[INPUT DATA — start]

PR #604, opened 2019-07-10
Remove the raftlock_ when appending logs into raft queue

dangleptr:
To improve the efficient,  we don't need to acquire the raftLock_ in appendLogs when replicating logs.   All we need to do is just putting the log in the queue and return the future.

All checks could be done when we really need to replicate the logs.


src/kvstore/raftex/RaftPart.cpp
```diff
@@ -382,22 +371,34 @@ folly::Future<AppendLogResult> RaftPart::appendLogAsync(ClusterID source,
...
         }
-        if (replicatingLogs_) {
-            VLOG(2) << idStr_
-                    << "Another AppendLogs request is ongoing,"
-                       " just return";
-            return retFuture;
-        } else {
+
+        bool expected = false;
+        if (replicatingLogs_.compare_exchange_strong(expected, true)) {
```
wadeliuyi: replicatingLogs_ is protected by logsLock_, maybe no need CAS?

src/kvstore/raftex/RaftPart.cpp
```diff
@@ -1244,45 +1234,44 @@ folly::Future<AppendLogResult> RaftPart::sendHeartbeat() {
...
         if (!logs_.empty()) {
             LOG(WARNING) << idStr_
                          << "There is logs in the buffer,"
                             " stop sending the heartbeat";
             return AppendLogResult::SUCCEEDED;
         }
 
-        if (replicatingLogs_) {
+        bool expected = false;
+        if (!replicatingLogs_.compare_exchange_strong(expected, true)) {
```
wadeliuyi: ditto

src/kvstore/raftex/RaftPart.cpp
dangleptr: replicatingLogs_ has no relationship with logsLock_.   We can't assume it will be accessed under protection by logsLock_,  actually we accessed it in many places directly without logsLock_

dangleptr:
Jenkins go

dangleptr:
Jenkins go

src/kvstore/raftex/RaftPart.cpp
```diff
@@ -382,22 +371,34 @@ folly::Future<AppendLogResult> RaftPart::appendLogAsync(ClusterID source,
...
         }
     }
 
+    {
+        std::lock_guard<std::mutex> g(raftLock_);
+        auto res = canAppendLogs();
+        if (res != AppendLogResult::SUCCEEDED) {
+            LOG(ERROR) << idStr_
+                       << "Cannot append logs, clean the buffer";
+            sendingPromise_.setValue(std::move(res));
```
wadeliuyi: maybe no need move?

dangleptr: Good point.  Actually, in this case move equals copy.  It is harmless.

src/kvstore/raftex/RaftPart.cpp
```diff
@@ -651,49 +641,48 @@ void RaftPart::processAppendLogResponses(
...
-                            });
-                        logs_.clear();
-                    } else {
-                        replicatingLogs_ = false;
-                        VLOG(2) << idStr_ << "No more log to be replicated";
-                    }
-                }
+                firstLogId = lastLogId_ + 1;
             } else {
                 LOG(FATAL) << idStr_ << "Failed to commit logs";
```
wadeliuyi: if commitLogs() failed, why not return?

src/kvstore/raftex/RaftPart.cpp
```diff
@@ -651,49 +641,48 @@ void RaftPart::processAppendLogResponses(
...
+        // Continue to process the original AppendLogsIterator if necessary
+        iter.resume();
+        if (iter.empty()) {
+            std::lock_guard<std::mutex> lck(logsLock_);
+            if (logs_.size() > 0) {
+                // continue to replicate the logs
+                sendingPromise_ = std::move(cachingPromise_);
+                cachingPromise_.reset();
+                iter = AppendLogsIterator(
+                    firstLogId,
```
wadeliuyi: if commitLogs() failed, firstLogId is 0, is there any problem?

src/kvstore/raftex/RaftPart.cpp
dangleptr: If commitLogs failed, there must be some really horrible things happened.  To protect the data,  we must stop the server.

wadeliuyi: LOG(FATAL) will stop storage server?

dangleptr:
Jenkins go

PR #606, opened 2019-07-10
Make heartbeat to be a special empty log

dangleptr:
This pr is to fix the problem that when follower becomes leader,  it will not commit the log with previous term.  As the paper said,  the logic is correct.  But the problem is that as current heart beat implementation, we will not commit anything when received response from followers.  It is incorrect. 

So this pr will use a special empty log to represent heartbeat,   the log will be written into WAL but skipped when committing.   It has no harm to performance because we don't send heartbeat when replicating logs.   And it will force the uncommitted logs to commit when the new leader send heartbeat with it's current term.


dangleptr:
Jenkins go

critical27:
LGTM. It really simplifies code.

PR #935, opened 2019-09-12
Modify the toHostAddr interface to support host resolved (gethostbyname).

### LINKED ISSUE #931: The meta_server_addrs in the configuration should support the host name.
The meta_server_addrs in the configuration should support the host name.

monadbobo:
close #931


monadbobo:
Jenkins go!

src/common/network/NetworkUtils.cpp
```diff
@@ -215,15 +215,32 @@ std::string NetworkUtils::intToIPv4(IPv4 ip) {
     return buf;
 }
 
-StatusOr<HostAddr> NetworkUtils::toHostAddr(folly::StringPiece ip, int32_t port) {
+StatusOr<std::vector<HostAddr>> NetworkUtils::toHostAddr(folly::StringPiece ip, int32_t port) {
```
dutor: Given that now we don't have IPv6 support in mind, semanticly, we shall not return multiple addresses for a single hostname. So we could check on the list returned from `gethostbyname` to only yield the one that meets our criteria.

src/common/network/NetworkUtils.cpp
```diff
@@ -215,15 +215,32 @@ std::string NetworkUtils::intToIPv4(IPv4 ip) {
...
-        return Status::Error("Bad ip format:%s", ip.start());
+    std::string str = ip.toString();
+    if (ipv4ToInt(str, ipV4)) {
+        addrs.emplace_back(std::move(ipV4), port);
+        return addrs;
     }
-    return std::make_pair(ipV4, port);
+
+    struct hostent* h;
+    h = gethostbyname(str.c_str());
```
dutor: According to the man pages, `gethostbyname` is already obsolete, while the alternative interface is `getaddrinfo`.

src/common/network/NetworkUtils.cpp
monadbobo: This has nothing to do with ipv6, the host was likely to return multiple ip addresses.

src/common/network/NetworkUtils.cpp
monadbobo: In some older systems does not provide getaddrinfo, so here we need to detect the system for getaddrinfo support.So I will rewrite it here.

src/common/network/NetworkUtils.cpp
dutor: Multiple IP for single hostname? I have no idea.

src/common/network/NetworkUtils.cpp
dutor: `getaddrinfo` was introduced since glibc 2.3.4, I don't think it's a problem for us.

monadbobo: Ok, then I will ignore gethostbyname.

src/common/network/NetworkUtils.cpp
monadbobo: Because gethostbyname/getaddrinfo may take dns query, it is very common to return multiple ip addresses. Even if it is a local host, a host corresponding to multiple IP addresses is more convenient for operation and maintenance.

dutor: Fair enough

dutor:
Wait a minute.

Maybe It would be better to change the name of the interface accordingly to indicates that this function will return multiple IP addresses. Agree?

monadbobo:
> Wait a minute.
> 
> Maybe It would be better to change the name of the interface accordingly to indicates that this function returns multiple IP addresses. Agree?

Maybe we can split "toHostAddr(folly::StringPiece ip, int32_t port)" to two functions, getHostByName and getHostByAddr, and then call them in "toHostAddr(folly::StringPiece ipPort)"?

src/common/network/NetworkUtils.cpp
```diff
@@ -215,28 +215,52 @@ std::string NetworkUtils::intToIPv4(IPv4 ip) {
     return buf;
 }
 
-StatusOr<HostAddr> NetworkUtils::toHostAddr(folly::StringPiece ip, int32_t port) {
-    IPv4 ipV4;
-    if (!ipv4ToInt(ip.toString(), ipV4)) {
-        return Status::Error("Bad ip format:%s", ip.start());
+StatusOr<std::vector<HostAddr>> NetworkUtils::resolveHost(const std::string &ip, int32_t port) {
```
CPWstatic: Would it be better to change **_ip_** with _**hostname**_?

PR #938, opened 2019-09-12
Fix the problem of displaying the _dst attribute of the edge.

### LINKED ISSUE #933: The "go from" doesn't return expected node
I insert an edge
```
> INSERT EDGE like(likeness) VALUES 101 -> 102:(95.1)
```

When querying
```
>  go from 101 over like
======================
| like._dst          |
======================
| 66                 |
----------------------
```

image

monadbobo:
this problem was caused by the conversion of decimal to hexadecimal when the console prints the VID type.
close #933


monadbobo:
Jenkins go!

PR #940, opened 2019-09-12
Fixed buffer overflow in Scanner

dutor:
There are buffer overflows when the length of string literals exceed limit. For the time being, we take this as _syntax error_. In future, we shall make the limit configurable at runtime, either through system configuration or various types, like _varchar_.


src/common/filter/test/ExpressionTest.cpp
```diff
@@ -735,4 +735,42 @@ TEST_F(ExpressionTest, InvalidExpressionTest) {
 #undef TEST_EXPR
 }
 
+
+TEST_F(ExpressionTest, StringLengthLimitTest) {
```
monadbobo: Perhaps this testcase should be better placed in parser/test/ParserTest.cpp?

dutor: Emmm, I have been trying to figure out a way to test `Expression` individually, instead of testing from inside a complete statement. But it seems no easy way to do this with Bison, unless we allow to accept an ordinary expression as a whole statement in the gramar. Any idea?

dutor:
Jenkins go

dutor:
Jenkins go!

[INPUT DATA — finish]

** PROBLEM DESCRIPTION **
Write out each line above that contains the word "more".

** SOLUTION FOR THIS TASK **
-                        VLOG(2) << idStr_ << "No more log to be replicated";
monadbobo: Because gethostbyname/getaddrinfo may take dns query, it is very common to return multiple ip addresses. Even if it is a local host, a host corresponding to multiple IP addresses is more convenient for operation and maintenance.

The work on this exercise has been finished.